VRNOF Insider Amendment: 4.42M and 14.57M Shares Reported Disposed
Rhea-AI Filing Summary
Amendment to Form 4 for Verano Holdings Corp. (VRNOF) This filing amends a prior Form 4 to correct who transferred certain Class A Subordinate Voting Shares. The Reporting Person, George Peter Archos, reports transactions dated 08/27/2025 that include dispositions of Class A Subordinate Voting Shares, most notably 4,420,790 shares reported disposed at a $0 price and an additional line showing 14,574,055 shares disposed. Following the reported transactions, certain holdings are shown as 5,733,816 shares beneficially owned by GP Management Group, LLC (indirect).
The amendment explains Archos Capital Group, LLC did not transfer 4,420,790 shares as previously reported; instead, a similar transfer was effected with GP Management Group, LLC as transferor. The filing also notes the Reporting Person holds a 2% membership interest in two LLCs and therefore may be deemed to beneficially own shares held by those LLCs, but Mr. Archos expressly disclaims beneficial ownership of the LLCs' shares.
Positive
- Amendment corrects prior reporting to identify the proper transferor (GP Management Group, LLC) and clarifies the record
- Explicit disclaimer stating Mr. Archos disclaims beneficial ownership of shares held by certain LLCs
Negative
- Substantial dispositions reported including 4,420,790 shares disposed (reported at $0) and a separate line showing 14,574,055 shares disposed
- Complex indirect ownership through multiple affiliated entities may reduce clarity of true beneficial ownership despite disclaimers
Insights
TL;DR: Large insider dispositions were reported and an amendment clarifies the correct transferor; holdings and indirect ownership remain materially large.

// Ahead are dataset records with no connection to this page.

Issue #1195, opened 2018-11-01
TicketSale: Terms of Service


kordianbruck:
We need to add a link to the terms of service, that the user has to check a checkbox before clicking on buy in the PaymentActivity.

For the TU-Film this is: https://www.tu-film.de/pages/view/nutzungsbedingungen

You can get this URL and the stripe public key from this new API endpoint: https://app.tum.de/Api/event/ticket/payment/1/

Goals: 
- [ ] Add checkbox with "I agree to the following conditions" to payment activity
- [ ] Use the stripe public key from the API instead of hard coding it

PR #1205, opened 2018-11-07
Adds terms of service checkbox and link

jacqueline8711:
## Issue

This fixes the following issue(s): #1195 

## Screenshot
coming later

### DIFF
--- a/app/src/main/java/de/tum/in/tumcampusapp/component/ui/ticket/activity/StripePaymentActivity.java
+++ b/app/src/main/java/de/tum/in/tumcampusapp/component/ui/ticket/activity/StripePaymentActivity.java
@@ -3,11 +3,6 @@ package de.tum.in.tumcampusapp.component.ui.ticket.activity;
 import android.content.Intent;
 import android.os.Build;
 import android.os.Bundle;
-import androidx.annotation.NonNull;
-import androidx.annotation.Nullable;
-import androidx.annotation.RequiresApi;
-import com.google.android.material.button.MaterialButton;
-import androidx.appcompat.app.AlertDialog;
 import android.text.Editable;
 import android.text.TextWatcher;
 import android.transition.TransitionManager;
@@ -18,6 +13,7 @@ import android.widget.FrameLayout;
 import android.widget.TextView;
 import android.widget.ViewSwitcher;
 
+import com.google.android.material.button.MaterialButton;
 import com.stripe.android.CustomerSession;
 import com.stripe.android.PaymentConfiguration;
 import com.stripe.android.PaymentSession;
@@ -30,6 +26,10 @@ import com.stripe.android.view.PaymentMethodsActivity;
 import java.util.ArrayList;
 import java.util.List;
 
+import androidx.annotation.NonNull;
+import androidx.annotation.Nullable;
+import androidx.annotation.RequiresApi;
+import androidx.appcompat.app.AlertDialog;
 import de.tum.in.tumcampusapp.R;
 import de.tum.in.tumcampusapp.api.app.TUMCabeClient;
 import de.tum.in.tumcampusapp.api.app.exception.NoPrivateKey;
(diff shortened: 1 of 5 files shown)


jacqueline8711:
@kordianbruck I didn't delete the TicketType table since it is used in the ShowTicketActivity which as far as I know is supposed to work offline.

kordianbruck:
@jacqueline8711 makes sense :+1:

jacqueline8711:
@kordianbruck Yes, they should always be up to date the way it is now. They are replaced whenever we download them.

app/src/main/java/de/tum/in/tumcampusapp/component/ui/ticket/model/TicketType.kt
```diff
@@ -20,7 +21,10 @@ data class TicketType(
         @SerializedName("ticket_type")
         var id: Int = 0,
         var price: Int = 0,
-        var description: String = ""
+        var description: String = "",
+        @Ignore
+        @SerializedName("payment")
+        var paymentInfo: Payment = Payment()
```
kordianbruck: This leads to a database change no? Missing the migrations + schema.json then...

app/src/main/java/de/tum/in/tumcampusapp/component/ui/ticket/activity/BuyTicketActivity.java
```diff
@@ -204,6 +204,8 @@ private void handleTicketReservationSuccess(TicketType ticketType,
         Intent intent = new Intent(this, StripePaymentActivity.class);
         intent.putExtra(Const.KEY_TICKET_PRICE, ticketType.getFormattedPrice());
         intent.putExtra(Const.KEY_TICKET_HISTORY, response.getTicketHistory());
+        intent.putExtra(Const.KEY_TERMS_LINK, ticketType.getPaymentInfo().getTermsLink());
+        intent.putExtra(Const.KEY_STRIPE_API_PUBLISHABLE_KEY, ticketType.getPaymentInfo().getStripePublicKey());
```
kordianbruck: I mean it should not happen, but what happens if paymentInfo is `null`

app/src/main/java/de/tum/in/tumcampusapp/component/ui/ticket/activity/StripePaymentActivity.java
```diff
@@ -68,8 +73,13 @@ public void onCreate(Bundle savedInstanceState) {
 
         ticketPrice = getIntent().getStringExtra(Const.KEY_TICKET_PRICE);
         ticketHistory = getIntent().getIntExtra(Const.KEY_TICKET_HISTORY, -1);
+        termsOfServiceLink = getIntent().getStringExtra(Const.KEY_TERMS_LINK);
+        stripePublishableKey = getIntent().getStringExtra(Const.KEY_STRIPE_API_PUBLISHABLE_KEY);
```
kordianbruck: There needs to be some handling if the key is null. Either here or above. The payment activity should not proceed, if its empty.

app/src/main/java/de/tum/in/tumcampusapp/component/ui/ticket/activity/BuyTicketActivity.java
pfent: @kordianbruck paymentInfo is a not-null type in Kotlin.

app/src/main/java/de/tum/in/tumcampusapp/component/ui/ticket/model/TicketType.kt
jacqueline8711: No, paymentInfo is not saved in the database. I don't think it's necessary since we download it whenever the user wants to buy a ticket and we don't need it later.
```@Ignore``` makes Room ignore it (doesn't change the schema and doesn't try to insert it)

Issue #1207, opened 2018-11-07
Ticket Sale: hide past events


kordianbruck:
On the overview, we no longer want to see events, that have passed already.

PR #1210, opened 2018-11-09
TicketSale: hide past events

jacqueline8711:
## Issue

1) This fixes the following issue(s): #1207 
Only showing events that start in the future (tickets should not be affected)

2) Also prevents events from being deleted if they have not passed yet (might still be needed for the ticket), might have been a problem for offline users


kordianbruck:
Follow up: what happens, if the event is deleted from the local table but the ticket still references it? I mean currently `removePastEvents` does nothing, because all the events are always returned from the server and it instantly gets replaced, but we have not yet thought about, if we somehow need to special case this and return bought events in addition to just returning future events on the main end point?

@jacqueline8711 thoughts? can you maybe come up with a suggestion? Or lets discuss this the next time we meet.

Issue #1199, opened 2018-11-02
TicketSale: View improvements


kordianbruck:
So now that we have a few ticktes in the view, there are a few improvements, that seem kind of obvious and that would be great to implement:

The amendment corrects a prior misstatement about which entity effectuated a transfer of Class A Subordinate Voting Shares and documents significant dispositions on 08/27/2025 including 4,420,790 shares (reported disposed at $0) and a separate 14,574,055-share disposition line. These numbers represent material changes in reported insider holdings and shift the reported indirect ownership among affiliated entities. The filing also preserves a disclaimer concerning deemed beneficial ownership from a 2% LLC membership interest, which is relevant for Section 16 attribution but is explicitly disclaimed by Mr. Archos.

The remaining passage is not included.